Problem to solve
Records follow. Copy every line with "single".

Data under study
^^^^
Issue #1532, opened 2026-08-16
fix(export): serve export ranges from a stable cached artifact


ishiland:
`GET /api/datasets/{id}/export` runs a fresh conversion on every request, including every range request. It advertises `Accept-Ranges: bytes`, so a range-probing client issues a sequence of GETs against what it believes is one representation, and each one gets a newly built artifact. While the data is unchanged that is merely wasteful. While the data changes it is incoherent.

This is not a regression from #1522. `accept-ranges`, `etag` and `last-modified` all come from starlette's `FileResponse` and are on `main` today, verified against the dev stack with none of #1522's code present:

```
$ curl -sI ".../datasets/{id}/export?format=geojson"
HTTP/1.1 200 OK
accept-ranges: bytes
content-length: 1157
last-modified: Sun, 16 Aug 2026 20:41:58 GMT
etag: "94144557a59bfe6c3b5662c945420e7c"
```

#1522 adds a HEAD that advertises the same thing, which is what surfaced it.

## The cost, from two angles

**Wasted work.** A single `/vsicurl/` open costs roughly ten conversions, because every probe and every range slice re-enters the endpoint and rebuilds the file.

**Incoherent bytes.** Those are also ten *different* artifacts whenever the data moves under them. Two range probes on `main` straddling a mutation reported `bytes 0-0/4045733` and then `bytes 0-0/2697263`: same URL, same client, two sizes.

## What is not broken

Worth stating so the fix is not over-scoped.

**The export is byte-deterministic for unchanged data.** Two consecutive conversions of the same dataset produce identical sha256:

```
sha256 #1: 5ab03d3304e46bf1c6db649a9164c8324fcb1de49781ad012917682d5b02c3c0
sha256 #2: 5ab03d3304e46bf1c6db649a9164c8324fcb1de49781ad012917682d5b02c3c0
```

So the sequence is only incoherent if the data actually changes mid-read.

**It fails loudly when it does.** Both a size-preserving UPDATE and a size-changing DELETE produced `ERROR 1: Unexpected character` / `ERROR 4: Failed to read GeoJSON data`, rc=1, and no output file. No 416, no silently truncated layer, no plausible-looking wrong answer. A same-length UPDATE still reorders the Postgres heap, so the splice lands mid-token and the parse dies rather than succeeding on mixed content.

That is the good case, and any fix must keep it. Loud failure on changed data is worth more than a fix that makes the failure quiet.

## Why the ETag route is a trap

[...]

PR #1574, opened 2026-08-17
fix(cog): honour If-None-Match: * on a COG with no stored digest

### LINKED ISSUE #1554: Honour If-None-Match: * on COG downloads for rows with no stored digest
Follow-up home for further HTTP conditional-request refinements on the COG download route, so #1540 can land rather than absorb an open-ended series.

## Where #1540 got to

Seven review rounds, every finding real. The route began answering 405 to `HEAD`, which left GDAL `/vsicurl/` unable to open a dataset without fetching it whole. It now:

- answers `HEAD` on every backend, from object metadata rather than a GET-signed redirect, so the method never has to survive a hop;
- serves byte ranges bound to the version they started reading, via a strong ETag from the persisted asset SHA, with `If-Range` evaluated server-side before an S3 redirect because S3 cannot honour it;
- honours `If-Match` and `If-None-Match`, returning 412 and 304 rather than silently serving bytes from a replacement;
- issues one object-store read per range instead of one per megabyte, on the stale-resume path and the ordinary path, both of which previously amplified a single request into thousands;
- excludes `image/tiff` from gzip, so one strong ETag can no longer name both the compressed full representation and the raw ranged one;
- accepts a case-insensitive range unit, so a conforming `Bytes=` no longer transfers the whole object;
- carries a test asserting the CORS allowlists stay in step with the conditional headers the route evaluates, because that pair drifted twice during review.

## Deferred from that PR

**Honour `If-None-Match: *` when no digest is stored.** For legacy `RasterAsset` rows where `sha256` is NULL the computed `etag` is `None`, and the precondition guard skips evaluation entirely — so a request sending `If-None-Match: *` receives 200 or 206 and may transfer a multi-gigabyte COG where 304 was correct. The wildcard matches any current representation regardless of whether the server can emit an entity tag, and a 304 does not need an ETag when the corresponding 200 would not carry one. Evaluate `*` independently of whether a digest exists.

Deferred rather than declined: it is not a regression, because the route had no conditional-request handling at all before #1540, so those rows were never served a 304. It is an incompleteness in new functionality, on rows that predate digest storage.

## Related

- #1528 — the original issue.
- #1532 — serve export ranges from a stable cached artifact. Different route, adjacent concern.
- #1552, #1553 — the same arrangement for two other PRs in this wave, filed for the same reason.

ishiland:
`RasterAsset` rows that predate the `sha256` column carry no digest, so `_cog_etag`
returns None and this route publishes no validator for them. The precondition block
#1540 landed read that as "nothing to compare against" and skipped `If-None-Match`
outright:

```python
if etag is not None and _if_none_match_matches(request.headers.get("if-none-match"), etag):
    return _cog_not_modified(etag)
```

That is the right guard for a specific tag and the wrong one for `*`. RFC 9110
§13.1.2 defines the wildcard as a question about the resource: "if the field value
is `*`, the condition is false if the origin server has a current representation
for the target resource." No clause about the server being able to *name* that
representation. A client revalidating a legacy COG with `If-None-Match: *` was
answered 200 and handed the whole object back. For a multi-gigabyte raster that is
the entire cost the header exists to save.

Three lines of code:

1. the wildcard is evaluated whatever `etag` is;
2. a specific tag against a digest-less row still gets the bytes, because a
   representation this route holds no entity-tag for matches no entity-tag, so the
   condition is true;
3. the 304 carries no ETag when the 200 it replaces would not have carried one
   either. §15.4.5 asks for the header fields the 200 would send, and `_cog_headers`
   omits the validator on these rows for its own reasons. Minting one to fill the
   slot would be worse than leaving it blank: it would authorize the resume
   `_range_bound_to_this_version` deliberately refuses here.

## The ordering matters, and it is the wrong fix that reads most naturally

`*` matches a representation that **exists**. A catalog row can outlive its stored
bytes, and the unconditional GET has always answered 404 for that, so answering the
wildcard from the row alone would tell a cache to keep serving a representation that
is gone. #1540's last round moved the stat above the precondition block for exactly
this reason (§13.2.1 puts preconditions after the normal request checks); the
wildcard stays behind it, and
`test_a_wildcard_revalidation_for_bytes_that_are_gone_is_still_404` fails if anyone
hoists it.

The unconditional 304 is licensed because this path serves GET and HEAD and nothing
else. §13.1.2 gives `*` the other answer, 412, for a method that would create or
replace a representation. `test_the_cog_download_answers_only_safe_methods` walks
the flattened route table so a future PUT reusing this block fails there before it
can inherit the wrong one.

## The other two conditionals were checked and left alone

Both were already right, so this PR adds their missing s3 coverage rather than
changing them.

**If-Match, §13.1.1.** `*` passes on a digest-less row (a representation exists), a
specific tag is 412 (this route holds no entity tag, so nothing can match, and
unverifiable is not a pass). `test_a_row_with_no_digest_refuses_a_specific_if_match_but_allows_star`
covered local storage; the s3 half is new, because the s3 pass-path is a presigned
redirect and "evaluated for local, skipped for s3" is a shape this route has had to
be corrected into twice.

**If-Range, §13.1.5.** A validator this route cannot check means ignore the Range
and serve the complete representation with 200. Never a 206, and never a 412, which
the section gives `If-Range` no license for at all: it is an optimization a server
may decline, so refusing outright would break a client that was only trying to save
bandwidth. `test_a_row_with_no_digest_refuses_a_conditional_range` covered local; on
s3 "ignore it" additionally has to mean *not redirecting*, since the client re-sends
its Range across the hop and the bucket honours it. That is asserted with
`history == []`.

## Every reader of the two values

Per the wave protocol, the values are the published validator and the object's
existence, and these are all the places either is read.

- `_cog_headers` (200, 206, HEAD) and the 416 and 412 handlers already omit the ETag
  when there is none. Unchanged.
- `_cog_not_modified` did not, and now does. It was the only reader that assumed a
  non-None validator.
- `_if_match_passes` and `_range_bound_to_this_version` already took `str | None`.
  Unchanged.
- The audit row: a 304 writes none, which is the documented rule (nothing was
  transferred, same call HEAD makes). Legacy rows now reach that path, so a wildcard
  revalidation on one stops writing a `dataset.download_cog` row. It was never a
  download, and it stops being logged as one.
- CORS: no header name is added or removed, and `test_cors_range_headers_1540.py`
  re-derives the coupling from the route's own source and passes.
- The object store never sees a 304 request. It is answered before the storage
  branching, so nothing about the bucket's own validators is involved.
- nginx adds no ETag on `/api/` and strips none of these headers (established in
  #1540, unchanged here).
- Future readers: if the digests are ever backfilled onto these rows, the wildcard
  path keeps working and the 304 simply starts carrying an ETag again. Nothing here
  depends on `sha256` staying NULL.

## Items from #1554

Done: the one deferred item, plus the If-Match and If-Range audits above.

Left out, with reasons:

- **The s3 "ignore the Range" branch proxies the whole object through the API.** Real,
  but it is #1540's design and not specific to this issue: any foreign `If-Range`
  selects it on any row, digest or no digest. The alternative is a redirect the
  bucket answers with a 206 of whatever it currently holds, which is the splice
  #1540 exists to prevent. Changing it means either serving every s3 range from this
  process or publishing the bucket's ETag, both larger than #1554.
- **Variant-specific validators and Last-Modified.** #1540 declined both on the
  record (a `Vary` story for the first, one-second granularity for the second) and
  nothing in the wildcard case changes that reasoning.
- **#1532**, cached export artifacts, is a different route.

`openapi.json` does not move. The HEAD route is still `include_in_schema=False` and
the published GET description is untouched, so neither SDK nor the CLI churns.

## Verification

`test_layering.py` raises `router_export.py` 1656 to 1686 in this commit, exact, with
the reason in the comment. Three of the 30 lines are code.

Red, with the fix reverted:

```
FAILED test_a_wildcard_revalidation_is_304_on_a_row_with_no_digest
E  AssertionError: a wildcard revalidating HEAD on a digest-less row got 200 and 0
   bytes; the object exists, so `*` matches it whether or not this route can name it.
E  assert 200 == 304

FAILED test_a_wildcard_revalidation_is_304_on_s3_without_a_digest_too
E  AssertionError: the wildcard GET was redirected to
   ['https://cog-1540.s3.amazonaws.com/rasters/8ffacfa7/src.cog.tif?AWSAccessKeyId=...'];
   the bucket does not evaluate this route's preconditions, so that redirect ends in
   the whole COG.
E  assert [<Response [302 Found]>] == []

2 failed, 6 passed
```

The other five new tests pin behaviour this PR did not change, so there is no fix to
revert for them. Each was checked against the wrong fix it exists to catch, by
mutating the source and confirming it goes red:

```
# _if_none_match_matches: `if etag is None: return True`  (unverifiable = unchanged)
FAILED test_a_wildcard_is_the_only_tag_that_matches_a_digest_less_row
E  AssertionError: If-None-Match with a foreign strong tag returned 304 for a row
   with no digest. Nothing was compared, so nothing matched, and the client needs
   the bytes.

# download_cog: answer the wildcard from the row, above the stat
FAILED test_a_wildcard_revalidation_for_bytes_that_are_gone_is_still_404
E  AssertionError: a wildcard GET answered 304 for an object that is gone.
   `*` matches a representation that exists; there is none.

# _range_bound_to_this_version: `if etag is None: return True`  (cannot check, honour it)
FAILED test_a_row_with_no_digest_refuses_a_conditional_range
E  AssertionError: a conditional range with nothing to check against returned 206;
   unverifiable must not mean honoured.
FAILED test_an_unverifiable_if_range_on_s3_is_ignored_rather_than_honoured
E  AssertionError: the unverifiable resume was redirected to [...]; the client
   re-sends its Range across a 302 and the bucket answers 206, which is the partial
   response this branch just decided not to send.

# _this_service_owns_the_bytes: `== "local"`  (preconditions skipped for s3)
FAILED test_a_row_with_no_digest_refuses_a_specific_if_match_on_s3_too
E  AssertionError: a tag this route cannot check returned 302 on s3; unverifiable
   must not mean honoured, and a 302 here hands the precondition to a bucket that
   does not evaluate it.
FAILED test_head_cog_on_s3_is_answered_from_object_metadata
FAILED test_if_none_match_answers_304_on_s3_too
FAILED test_s3_keeps_redirecting_everything_that_is_not_a_stale_resume
FAILED test_a_wildcard_revalidation_is_304_on_s3_without_a_digest_too
```

`test_the_cog_download_answers_only_safe_methods` demonstrated its own failure mode
on the first run: written against `app.routes` it reported `answers []`, because
fastapi's `include_router` is lazy. It goes through `iter_route_contexts` now, the
way `test_rule1_structural.py` does, and the assertion is written so an empty match
fails rather than passes.

Green:

```
$ cd backend && uv run pytest tests/test_cog_head_ranges_1528.py -q
82 passed in 52.37s

$ uv run pytest tests/test_cog_head_ranges_1528.py tests/test_cors_range_headers_1540.py \
    tests/test_cog_vsicurl_1528.py tests/test_storage_get_stream.py \
    tests/test_rule1_structural.py tests/test_rule2_structural.py -q
203 passed in 63.46s

$ uv run pytest tests/test_layering.py -q
47 passed in 9.13s

$ uv run ruff check . && uv run ruff format --check .
All checks passed!
1024 files already formatted

$ PYTHONPATH=. uv run python scripts/dump_openapi.py --check
EXIT=0
```

`test_cog_s3_head_wire_1540.py` still skips its four cases without a live S3 endpoint,
as designed.

Closes #1554

### DIFF
--- a/backend/app/modules/catalog/datasets/api/router_export.py
+++ b/backend/app/modules/catalog/datasets/api/router_export.py
@@ -1109,9 +1109,13 @@ async def download_cog(
                 detail="COG has changed since the version you hold",
                 headers={"ETag": etag} if etag is not None else None,
             )
-        if etag is not None and _if_none_match_matches(
-            request.headers.get("if-none-match"), etag
-        ):
+        # fix(#1554): evaluated whatever `etag` is. The old `etag is not None`
+        # guard was the right test for a specific tag and the wrong one for
+        # `*`, which asks whether a current representation exists rather than
+        # which one it is — so a legacy row with no `sha256` answered a
+        # wildcard revalidation with the whole COG. The stat above is what
+        # makes that existence question answerable here.
+        if _if_none_match_matches(request.headers.get("if-none-match"), etag):
             return _cog_not_modified(etag)
 
     # 6. Audit log. user_id may be None for anonymous downloads (KNOWN-01).
@@ -1334,7 +1338,7 @@ def _if_match_passes(if_match: str | None, etag: str | None) -> bool:
     return etag is not None and etag in candidates
 
 
-def _if_none_match_matches(if_none_match: str | None, etag: str) -> bool:
+def _if_none_match_matches(if_none_match: str | None, etag: str | None) -> bool:
     """Does the client already hold this representation? RFC 9110 section 13.1.2.
 
     WEAK comparison, unlike ``If-Range`` above, and the difference is not an
@@ -1342,15 +1346,34 @@ def _if_none_match_matches(if_none_match: str | None, etag: str) -> bool:
     equivalent, while a resumed range needs them byte-identical. The spec picks
     a different comparison function for each, so this route does too.
 
-    ``*`` matches any current representation, which by the time this is called
-    is exactly the one whose ETag was passed in. A list is a list: a client may
-    hold several versions and offer all of them.
+    ``*`` matches any current representation, and fix(#1554) is that it does so
+    even when ``etag`` is None. The section says "if the field value is '*',
+    the condition is false if the origin server has a current representation" —
+    a statement about the RESOURCE, with no clause about the server being able
+    to name it. A row predating the ``sha256`` column has bytes in storage, the
+    caller stat'd them before asking, and answering 200 there transfers a
+    multi-gigabyte COG to tell a cache what it already knew.
+
+    The wildcard is checked before ``etag`` for that reason, and the specific
+    tags after it are still refused when there is nothing to compare: a
+    representation this route holds no entity-tag for matches no entity-tag,
+    so the condition is true and the client gets the bytes it asked for.
+
+    A match is answered 304 unconditionally because this path serves GET and
+    HEAD only (``test_the_cog_download_answers_only_safe_methods`` pins that).
+    The same section makes ``*`` a 412 for a method that would create or
+    replace a representation, which is a different answer this route has no
+    caller for.
+
+    A list is a list: a client may hold several versions and offer all of them.
     """
     if not if_none_match:
         return False
     candidates = [tag.strip() for tag in if_none_match.split(",")]
     if "*" in candidates:
         return True
+    if etag is None:
+        return False
     return any(_without_weak_prefix(tag) == etag for tag in candidates)
 
 
@@ -1358,7 +1381,7 @@ def _without_weak_prefix(tag: str) -> str:
     return tag[2:] if tag.startswith("W/") else tag
 
 
-def _cog_not_modified(etag: str) -> Response:
+def _cog_not_modified(etag: str | None) -> Response:
     """304: the client's copy is current, so send it nothing else.
 
     The ETag goes back per RFC 9110 section 15.4.5, and ``Accept-Ranges``
@@ -1367,11 +1390,18 @@ def _cog_not_modified(etag: str) -> Response:
     starlette's ``init_headers`` skips the length for 304 (and 204) exactly as
     the spec requires, which is why this response does not need the explicit
     header ``_cog_head_response`` has to pass.
+
+    fix(#1554): ``etag`` may be None, and then the 304 carries none. Section
+    15.4.5 asks for the header fields a 200 would have sent, and the 200 for a
+    row with no stored digest sends no validator either (``_cog_headers`` omits
+    it for the same reason). Minting one to fill the slot would be worse than
+    the blank: it would authorize the resume ``_range_bound_to_this_version``
+    refuses on exactly these rows.
     """
-    return Response(
-        status_code=status.HTTP_304_NOT_MODIFIED,
-        headers={"ETag": etag, "Accept-Ranges": "bytes"},
-    )
+    headers = {"Accept-Ranges": "bytes"}
+    if etag is not None:
+        headers["ETag"] = etag
+    return Response(status_code=status.HTTP_304_NOT_MODIFIED, headers=headers)
 
 
 def _cog_etag(raster_asset) -> str | None:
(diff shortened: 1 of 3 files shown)


ishiland:
@codex review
^^^^
Solution to this exercise
**Wasted work.** A single `/vsicurl/` open costs roughly ten conversions, because every probe and every range slice re-enters the endpoint and rebuilds the file.
- issues one object-store read per range instead of one per megabyte, on the stale-resume path and the ordinary path, both of which previously amplified a single request into thousands;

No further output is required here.